Edward sighed, before continuing.
"There is one thing that can harm me as much as you or any human," he said. "Fire. It will destroy me the instant it touches me. So, if Michael Servetus is sentenced to be burned, I can't rescue him."
A sob rose in my throat. It was not just the idea of my cousin suffering this painful punishment for doing nothing aside from giving others hope. Perhaps I was predestined to be evil, to choose wrong as Eve had done. For the thought of harm coming to Edward made me unable to breathe.
"We can pray then, that the courts show mercy," I whispered.
It was still early August when Edward had appeared on my doorstep. Days and weeks passed as the trial moved from the charade of justice being served by the government of Geneva to what it was: Calvin's vendetta against my cousin for daring to not subscribe to the doctrines he put forth.
Edward ran the many miles from the cottage to Geneva each day.
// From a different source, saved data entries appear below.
PR #93, opened 2017-08-03
Bring back Refresh standard header

carllerche:
H2 includes this header in the hpack static table.

### DIFF
--- a/src/header/mod.rs
+++ b/src/header/mod.rs
@@ -159,6 +159,7 @@ pub use self::name::{
     RANGE,
     REFERER,
     REFERRER_POLICY,
+    REFRESH,
     RETRY_AFTER,
     SERVER,
     SET_COOKIE,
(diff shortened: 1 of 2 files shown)


seanmonstar:
I see wanting to optimize for the hpack table, and I'm fine with that. 

I do think this header is a mistake in general. It has weird semantics if received in a response to a resource loaded by a page. It's also not standardized.

What do you think of having internal support, but not being public? Or at the least, docs saying why you probably should not use it?

carllerche:
IMO, just like user info in URI, we shouldn't be deviating from common usage of HTTP because we don't think it is a good idea.

Currently `Refresh` is featured in the HTTP/2.0 spec in the static table, so IMO we should just go w/ it.

Because this is a revert of the bit of #67 that broke the H2 implementation, I'm going to merge it as is. However, if you want to submit a PR w/ what you think it should be, we can discuss that.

I never quite overcame my amazement that he could travel so far without hiring a carriage or even riding a horse. But, despite the hours of solitude and my constant anxiety for Michael, I found myself more at ease with the vampire than I had at any other time in my life.
Edward was adamant about assuring me every possible comfort. I could not imagine how he managed to carry a bed from some unknown town without attracting attention, but the day after we arrived I had a well-furnished boudoir, as well as every tool I could imagine for the kitchen. It was a first for the cottage, I learned, for Edward never slept, nor did he eat.
It was a strange relief to not have to manage the household and see to anyone's needs but my own.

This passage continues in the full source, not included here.